A recovery center built around a combination of the twelve steps and soft-core spirituality, it truly appeared that the staff didn’t know what they were doing and that the patients weren’t sure why they were there. Everyone seemed to be working on fixing something that had been broken inside of them — by someone else: A parent, a sibling, a stranger, a spouse. And that seemed to be the center’s over-arching philosophy: Nothing that was wrong was organic in origin. In a way, though, it made sense to me that I’d ended up there — if only to reaffirm that focusing on external causes as the root of my emotional problems had probably always been a dead end.

I could write pages and pages about how bizarre, amusing, and annoying I found my time at Sierra Tucson. It all seemed so absurd: The bataka work; the 6-inch high labyrinth, which seemed pointless; the “12-step path” you were supposed to walk through. I didn’t like the therapy. I didn’t want to beat on anything with a foam bat, talk to an empty chair, write a letter to myself from my inner child, using only my left hand.

And, yet, I stayed. And, about fifteen days into my stay, I started worrying about what the counselors were telling me, which was that if I returned to New York, I would certainly start using again. With all the time and money I’d used up traveling, detoxing, getting high, and detoxing again, I really hadn’t made much progress toward addressing any of my problems.

“You should consider a half-way house. Or moving back in with your parents,” they said. They also told me that “everything would work out” and that I “needed to let go and let God.”

Of course, none of those things were going to happen. My only plan was to move back into my apartment in New York, stop dealing drugs, try to stay clean on my own, and take a job working for The Sociopath, which he had promised me, if I ever got clean.
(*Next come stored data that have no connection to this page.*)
PR #2655, opened 2024-09-17
[cinder-csi]: allow node service to run without openstack client

kayrus:
**What this PR does / why we need it**:

This PR allows to run cinder-csi-plugin node service without requiring the openstack credentials.

**Which issue this PR fixes(if applicable)**:
fixes #2599
supersedes #2640

**Special notes for reviewers**:

This PR will be used to backport to 1.31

The day after I was discharged from Sierra Tucson I checked into a hotel, ate some Mexican food and went to tour Biosphere 2, a giant dome-like structure, which had had a handful of researchers sealed and living inside of it for a couple of years, and was just a few miles down the road from the rehab.
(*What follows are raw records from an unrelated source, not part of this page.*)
PR #3071, opened 2026-02-04
[occm]: support providers that do not require nodeports

oblazek:
Add a new loadBalancer option `ProviderRequiresNodeports` which by default is true to keep the existing behavior but when set to false allows user to not have to allocate nodeports in case there is support by the loadbalancer provider.

This allows usage of services of type LoadBalancer with `allocateLoadBalancerNodePorts=false` in case provider like ours supports that. In our case we send traffic to our k8s nodes (in openstack) using ipip tunneling so there is no need to allocate nodeports.

```release-note
occm: support providers that do not need nodeports
```

### DIFF
--- a/pkg/ingress/config/config.go
+++ b/pkg/ingress/config/config.go
@@ -62,4 +62,9 @@ type octaviaConfig struct {
 	// the load balancer instead of the bulk update API call.
 	// Default is false.
 	ProviderRequiresSerialAPICalls bool `mapstructure:"provider-requires-serial-api-calls"`
+
+	// (Optional) If the provider requires nodeports for accessing the nodes or allows usage
+	// of `allocateLoadBalancerNodePorts=false`.
+	// Default is true.
+	ProviderRequiresNodeports bool `mapstructure:"provider-requires-nodeports"`
 }
--- a/pkg/openstack/loadbalancer.go
+++ b/pkg/openstack/loadbalancer.go
@@ -1033,10 +1033,18 @@ func (lbaas *LbaasV2) buildBatchUpdateMemberOpts(ctx context.Context, port corev
 			memberSubnetID = nil
 		}
 
-		if port.NodePort != 0 { // It's 0 when AllocateLoadBalancerNodePorts=False
+		protoPort := port.NodePort
+		if !lbaas.opts.ProviderRequiresNodeports {
+			// overwrite protoPort as NodePort might be 0
+			protoPort = port.Port
+		}
+
+		// protoPort set when provider doesn't require nodePorts (and e.g. AllocateLoadBalancerNodePorts=false)
+		// or when NodePort is set
+		if protoPort > 0 {
 			member := v2pools.BatchUpdateMemberOpts{
 				Address:      addr,
-				ProtocolPort: int(port.NodePort),
+				ProtocolPort: int(protoPort),
 				Name:         &node.Name,
 				SubnetID:     memberSubnetID,
 			}
--- a/pkg/openstack/loadbalancer_test.go
+++ b/pkg/openstack/loadbalancer_test.go
@@ -3,10 +3,11 @@ package openstack
 import (
 	"context"
 	"fmt"
-	"k8s.io/utils/ptr"
 	"reflect"
 	"sort"
 	"testing"
+
+	"k8s.io/utils/ptr"
 
 	"github.com/gophercloud/gophercloud/v2"
 	"github.com/gophercloud/gophercloud/v2/openstack/loadbalancer/v2/listeners"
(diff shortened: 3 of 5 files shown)


oblazek:
added/fixed tests so that the defaults are overwritten when needed

pkg/openstack/loadbalancer.go
nrobert13, line 1020: wouldn't you also need to use the pod addr instead of the node one in case no nodeport is required?

oblazek: Well usually not, as OCCM does not watch endpoints. That's the purpose of CNI (like cilium) imo. In our case we do ipip tunneling from our externalLB (the one that receives configuration from OCCM in the end) to k8s nodes where cilium listens.

oblazek: so in our case you have: `extLB -> node1IP: clientIP -> svcIP` (outer IP header: inner IP header)

oblazek: so that's why there is no need for nodeport

nrobert13: I see, we have a slightly different use-case. we use native routing with cilium, so the pod network is directly reachable from external LB, therefore no additional ( nodePort ) hop would be required, so the LB member address could be the pod IP.

oblazek: Interesting, that's a lot of updates your externalLB needs to process. Anyway regarding the pod CIDR, how would you pass that to the OCCM? AFAICS it does not watch pods/endpoints.

nrobert13: not necessarily a lot more updates if you use `externalTrafficPolicy: local`, which means the traffic is only sent to the nodes where the upstream pods are running. so the amount of updates would be higher only if the new pods are being rescheduled on the same nodes ( so no update of the LB required with `nodePort`) , otherwise it would be the same amount....
I'm not sure about the best way to have the podIPs in the OCCM, would it feasible to watch the Endpoints/EndpointSlices?

oblazek: Yeah that totally would, we have a similar controller that does that (but that's meant for other LB - not the external one). But I suppose OCCM maintainers don't want to do that.

pkg/openstack/loadbalancer.go
```diff
@@ -1033,10 +1033,21 @@ func (lbaas *LbaasV2) buildBatchUpdateMemberOpts(ctx context.Context, port corev
...
 		}
 
-		if port.NodePort != 0 { // It's 0 when AllocateLoadBalancerNodePorts=False
+		var protoPort int32
+		if !lbaas.opts.ProviderRequiresNodeports {
+			protoPort = port.Port
+		} else {
+			if port.NodePort != 0 { // It's 0 when AllocateLoadBalancerNodePorts=False
+				protoPort = port.NodePort
+			}
```
stephenfin: Given the new `> 0` check below, could we always assign this?

```suggestion
			protoPort = port.NodePort
```

pkg/openstack/loadbalancer_test.go
```diff
@@ -1925,6 +1932,21 @@ func TestBuildBatchUpdateMemberOpts(t *testing.T) {
 			expectedLen:             0,
 			expectedNewMembersCount: 0,
 		},
+		{
+			name:  "NodesPortequalszero, providerRequiresNodeports=false",
```
stephenfin: femtonit:

```suggestion
			name:  "NodesPort equals zero, providerRequiresNodeports=false",
```

pkg/ingress/config/config.go
```diff
@@ -62,4 +62,9 @@ type octaviaConfig struct {
 	// the load balancer instead of the bulk update API call.
 	// Default is false.
 	ProviderRequiresSerialAPICalls bool `mapstructure:"provider-requires-serial-api-calls"`
+
+	// (Optional) If the provider requires nodeports for accessing the nodes or allows usage
+	// of `allocateLoadBalancerNodePorts=false`
```
stephenfin: nit:

```suggestion
	// of `allocateLoadBalancerNodePorts=false`.
```

Also, would it be possible to (briefly) capture the reasons you'd want to set this to `false`, given you've already touched on the use case in [the discussion below](https://github.com/kubernetes/cloud-provider-openstack/pull/3071/changes#r3110366758).

stephenfin (changes requested):
Change looks good. I would just like to see a little more context on the "why" in the docs, since this requires specific configuration to use correctly.

I also have some small nits that would be good to address before merge.

nrobert13:
@stephenfin would you be able to check our slightly different use-case described [here](https://github.com/kubernetes/cloud-provider-openstack/issues/3074)?

pkg/openstack/loadbalancer.go
oblazek: yeah totally!

pkg/ingress/config/config.go
oblazek: done

pkg/openstack/loadbalancer_test.go
oblazek: thanks, fixed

Though conceived as a self-enclosed, self-sustaining world, Biosphere 2 was generally agreed to be an elaborate and expensive failure — problem-ridden from the beginning, plagued by bad management, faulty science, and strife: As the facility began to run out of food and oxygen, the crew members — hungry, suffering from lethargy, suffocation, and the effects of confinement — turned on each other. Some started smuggling food in from the outside; some, then eventually all, left and went back to their lives.

I bought a ticket, but after waiting ten minutes for the tour to begin, changed my mind, got a refund, went and checked into a hotel in Tucson and made plans to return to New York.

Sierra Tucson was kind of like my Biosphere 2. Locked away without money, without drugs, with a bunch of people who didn’t know anything about me, it was indeed miserable, expensive, and not as advertised. Bonds formed and broke, people smuggled in contraband, failed to complete their commitment to the program, had forbidden sex with each other, ran away in the middle of the night.

But it had the effect of getting me clean — and I did want to get clean and stay clean. Together with the time I had spent in Las Vegas, Los Angeles, and Tijuana, Sierra Tucson reminded me of how much I needed and wanted to straighten up: If my decision for setting out from New York wasn’t reason enough to kick, the thought of turning permanently into a wandering, junkie ghost surely was. I knew this very well might be my last chance to get clean, and this time, I was able to stop using.

Of course, things weren’t easy after I returned to New York. I had to get a “real” job. I had to get tested for AIDS. I had to stop selling drugs. I found a therapist, who I began seeing individually twice weekly, and attended group sessions once a week. I also went to 12-step meetings every day for ninety days, though I’d eventually fade out of the program. And when all was said and done, I would stay clean for almost twenty years.